One of the primary roles of IL-6 in vivo is as the major cytokine that initiates the hepatic acute phase response.36
In addition, IL-6 is well established as a late stage differentiation factor for B cell to plasma cell transition,37
enhancing immunoglobulin production and augmenting secondary antibody responses to antigens in vivo.38
In PSC, a significant increase in the number of B lymphocytes which correlates with histological stage and serum levels of immunoglobulin and bilirubin has been reported.39
Our data suggest that anti-BEC autoantibodies transform BECs into an inflammatory phenotype. It is important to mention that recombinant IL-6 alone did not induce expression of CD44, a finding also shown by others,40
indicating that it is the anti-BEC antibodies that are responsible for induction of CD44 expression.
Taken together, the in vitro data suggest that a proinflammatory loop exists between the binding of autoantibodies to BECs and possible recruitment of mononuclear leucocytes via CD44 as well as sustained production of autoantibodies by B cells via IL-6. This may represent a coordinated inflammatory response that implicates both the cellular and humoral arm of the immune response in the pathogenesis of PSC. As a significantly high proportion of PSC patients have anti-BECs antibodies compared with PBC and AIH patients, it is tempting to speculate that probably antibodies play a more significant role in the pathogenesis of PSC.
The anti-BEC antibodies from PSC patients detected a specific band of 40 kDa not detected in the other patient groups.

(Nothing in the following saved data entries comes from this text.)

PR #986, opened 2021-02-02
Rename the contributors table to abstract_contributors

### LINKED ISSUE #982: [happy-heron/stage] ActiveRecord::SubclassNotFound: Invalid single-table inheritance type: Author is not a subclass of Contributor
## Backtrace

    line 123 of [PROJECT_ROOT]/app/components/works/detail_component.html.erb: call
    line 9 of [PROJECT_ROOT]/app/views/works/show.html.erb: _app_views_works_show_html_erb___4023963886571987361_73060

[View full backtrace and more info at honeybadger.io](https://app.honeybadger.io/projects/77112/faults/74777003)

jcoyne:
## Why was this change made?
Rails isn't as clever with STI as I had thought. It was complaining of Author records in the contributors table.
Fixes #982

### DIFF
--- a/app/models/abstract_contributor.rb
+++ b/app/models/abstract_contributor.rb
@@ -5,9 +5,6 @@
 # It is necessary so that Rails STI will assign the proper type to each concrete model
 # and so that when you query Work#contributors you only get the non-author contributors.
 class AbstractContributor < ApplicationRecord
-  self.abstract_class = true
-  self.table_name = 'contributors'
-
   extend T::Sig
   SEPARATOR = '|'
 
--- a/db/migrate/20210202044303_rename_contributors.rb
+++ b/db/migrate/20210202044303_rename_contributors.rb
@@ -1,0 +1,5 @@
+class RenameContributors < ActiveRecord::Migration[6.1]
+  def change
+    rename_table 'contributors', 'abstract_contributors'
+  end
+end
--- a/app/components/dashboard/deposit_progress_component.rb
+++ b/app/components/dashboard/deposit_progress_component.rb
@@ -24,7 +24,7 @@ module Dashboard
 
     sig { returns(T::Boolean) }
     def has_author?
-      work.contributors.any?
+      work.authors.any?
     end
 
     sig { returns(T::Boolean) }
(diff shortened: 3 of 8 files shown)


app/models/abstract_contributor.rb
```diff
@@ -5,8 +5,7 @@
 # It is necessary so that Rails STI will assign the proper type to each concrete model
 # and so that when you query Work#contributors you only get the non-author contributors.
 class AbstractContributor < ApplicationRecord
-  self.abstract_class = true
-  self.table_name = 'contributors'
+  # self.abstract_class = true
```
mjgiarlo, line 8: Cruft? Or do you mean to uncomment this again?

db/migrate/20210202044303_rename_contributors.rb
```diff
@@ -0,0 +1,5 @@
+class RenameContributors < ActiveRecord::Migration[6.1]
+  def change
+    rename_table 'contributors', 'abstract_contributors'
```
mjgiarlo, line 3: It seems the contributors are not so abstract anymore. Worth re-considering the name?

mjgiarlo (commented):
I have a couple small questions.

I also wonder what this suggests about our test suite. This seems like we had an app with something fundamentally broken in #976 and yet the test suite was :green_circle:.

db/migrate/20210202044303_rename_contributors.rb
jcoyne: They absolutely are abstract, we never instantiate on of them.

app/models/abstract_contributor.rb
jcoyne: Thanks, I've removed this cruft.

db/migrate/20210202044303_rename_contributors.rb
jcoyne: The `abstract_class = true` is really poorly named. That is one strategy for mapping the inheritance structure of the classes to tables, the pure STI strategy is another.

jcoyne:
@mjgiarlo I think this says more about the fragility of the edge-cases of ActiveRecord's ORM more than it does about our code or test suite.

mjgiarlo (approved):

PR #989, opened 2021-02-02
Reserve a PURL

### LINKED ISSUE #464: Reserve a PURL should register an item
The user should be able to reserve a PURL with a new button, which is on the dashboard alongside the "Deposit to this collection" button.  See https://projects.invisionapp.com/share/EQXC9CLKCR2#/screens/433047903

When clicked, the action is described here (see p.20 under heading "Secondary button: Reserve a PURL
"): https://docs.google.com/document/d/1fcr2DYo7OrX-qTdeUOTWKSS1rlq_47sehESmbvgUsrk/edit#heading=h.kgkkjfrle9fb 

Basically:
1. Ask user for title (UI to be mocked up by @astridu )
2. Use this title to create a new work
3. Register the object to obtain a druid
4. Save item in database, and then return to dashboard so user can continue to edit

jmartin-sul:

Similarly, 31 and 33 kDa bands were detected using sera from PBC patients not detected in the other patient groups. Several reasons may account for the increased intensity of bands obtained in western blots using PBC sera: (a) abundance of protein(s) expressed on a cell surface; (b) titre of antibodies; (c) affinity of antibodies (low titre antibodies may have high affinity); and (d) nature of the antigen(s) detected (if expression of certain antigens is dependent on structural/chemical conformation, the use of SDS may affect binding). However, further work is needed to identify the proteins (using the technology of proteomics) detected by anti-BEC antibodies in the sera of PSC and PBC patients. Such studies are currently being performed at our centre. Results from such studies will add to the knowledge of possible therapeutic interventions that may be used in the treatment of these patients.
No correlation between the presence of these antibodies and any clinical parameter was found in PSC patients. However, a significantly high proportion of PBC patients with end stage disease had anti-BEC antibodies. Thus these antibodies may be associated with progression of disease in these patients.
Even though in vivo expression of CD44 and IL-6 has been demonstrated on bile ducts of PSC and PBC patients, the mechanism for this increased expression is not known. In this study, we showed that one mechanism may be due to cross linking/binding of cell surface expressed specific protein/proteins by anti-BEC autoantibodies which may induce an intracellular signal(s) that upregulates expression of several molecules, among them CD44 and IL-6. In the past, the importance and contribution of autoantibodies in inflammatory processes involved in autoimmune liver diseases has been underestimated. However, using the clinically relevant target cells of destruction in PSC and PBC, we have shown that anti-BEC autoantibodies in these patients may have an important role in the pathogenesis of these diseases.